Environmental groups are fighting that idea, largely because they favor renewable energy over natural gas. But the New England Power Generators Association, which represents Emera, also opposes it. The trade group maintains that the private sector is stepping up to ease the supply problem. Beyond gas, four transmission line proposals are competing to bring hydroelectricity from Canada.

“Government must resist the temptation to pick winners and losers, repeating the policy mistakes it made in the 1970s and 1980s that led to massive (costs) paid by consumers,” the group says in a new position paper.

Dan Dolan, the group’s president, said in an interview that it’s unreasonable for import-dependent New England to expect gas prices that are as low as those in gas-producing regions. But the new, private investments, he said, are poised to lower rates for both heating and electricity in the years ahead.

“It’s hard right now, but we’re in a transition period,” Dolan said.
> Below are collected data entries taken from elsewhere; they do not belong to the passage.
PR #3505, opened 2026-07-03
feat(approval): T1-4 node field-permissions authoring (linear editor, hidden+readonly)

zensgit:
Implements T1-4 per its build-spec + your hidden/readonly steer. **Scope correction (honest):** the runtime `hidden` echo-redaction was **already shipped in #2799** (`redactHiddenFormFields` wired in `ApprovalBridgeService.toUnifiedDTO`) — so this PR builds only the genuinely-missing **authoring UI** + the **§4 contract tests**, not a duplicate.

## What ships
- **Authoring UI** (linear step editor, `TemplateAuthoringView.vue`): per-step, per-form-field access selector (可编辑/只读/隐藏) → persists `node.config.fieldPermissions`. `editable` is the absent default (untouched linear templates stay byte-stable). `readonly` carries a non-blocking "enforced in a later slice (T1-4b)" hint.
- **Owner reconcile settled ✏️:** hidden AND readonly are authorable; **only `hidden` is runtime-enforced** this rung (via the pre-shipped redaction); `readonly` persists + round-trips but is **runtime-inert**.
- **Never-flatten / fail-closed:** `fieldPermissions` added to the linear `allowedConfigKeys`; `buildStepConfig` prunes deleted fields; a malformed entry fails **closed** to read-only (never silently re-saved); complex graphs preserve `fieldPermissions` verbatim (deep-clone path). A routing-driver-hidden authoring hint (form_field_user).

## Verification (independently re-run)
- **FE `vue-tsc -b` 0** · authoring tests **77/77** (field-permissions **11 new** — hydrate/emit/allowlist/never-flatten; `approvalTemplateAuthoring` 46 incl. 2 new mounted write-wire + routing-hint; graph-preserve 20). **RED-before (genuine, FE):** pre-change round-trip drops `fieldPermissions` / locks read-only / routing-driver template errors → GREEN after.
- **Backend `tsc` 0** · `approval-p1c-field-permissions` **7/7** real-DB (4 existing + **3 new §4 locks**): hidden field redacted from the node echo while assignee resolution (form_field_user) + condition routing still read the stored snapshot (echo-only proof); readonly round-trips runtime-inert.

## Caveats (honest)
- The 3 backend contract tests are **regression locks** (no RED-before — they lock behavior #2799 already ships correctly).
- 17 pre-existing FE suite failures (featureFlags/multitable/attendance/etc., `auth.getToken` fixtures) — proven pre-existing by stash-and-rerun; **not caused by this change**; touched areas fully green.

### DIFF
--- a/apps/web/src/approvals/templateAuthoring.ts
+++ b/apps/web/src/approvals/templateAuthoring.ts
@@ -14,6 +14,8 @@ import type {
   FormFieldVisibilityRule,
   FormOption,
   FormSchema,
+  NodeFieldAccess,
+  NodeFieldPermission,
   CreateApprovalTemplateRequest,
   UpdateApprovalTemplateRequest,
 } from '../types/approval'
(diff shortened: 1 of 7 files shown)


zensgit:
P2 fixed — malformed `fieldPermissions` now fails closed, no silent flatten. Extracted one full-validation predicate `isBackendDroppedFieldPermission` (non-object OR extra key OR **non-string/empty fieldId** OR **out-of-enum access**) used by the linear guard, `complexApprovalConfigHasBackendDrop`, AND the hydrate filter (single source of truth). Added 2 fail-first tests (out-of-enum access / non-string fieldId → unsupported/read-only); **RED-before confirmed** (both fail with the shape-only guard). vue-tsc 0 · authoring 79/79.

Dolan’s free-market solution is rebutted by an organization that represents the six New England governors on power planning, the New England States Committee on Electricity. In a response two weeks ago, it pointed out that higher gas prices result in higher electric prices, which is why power plants favor the status quo. It also said there’s no evidence that any proposed pipeline projects will build enough capacity to boost gas supply to the plants, without state support.



This debate will continue, but regardless of the outcome, nothing will change this winter. So every day, Emera’s power traders will calculate whether they can offer output from Rumford. More days than not, it’s not likely to happen.

Meanwhile, 81 oil and dual-fuel power plants have signed agreements with ISO-New England to stockpile a total of 4 million barrels of oil. Last winter, natural gas prices shot up so high on cold days that it was cheaper to burn oil than gas. On several days, there was little choice.

In its seasonal update, the grid operator noted: “Most significantly, on certain cold days, the natural gas pipelines in New England were running at maximum capacity, but very few gas fired generators were producing power, signaling that the gas was being used for other purposes, most likely to heat homes and businesses.”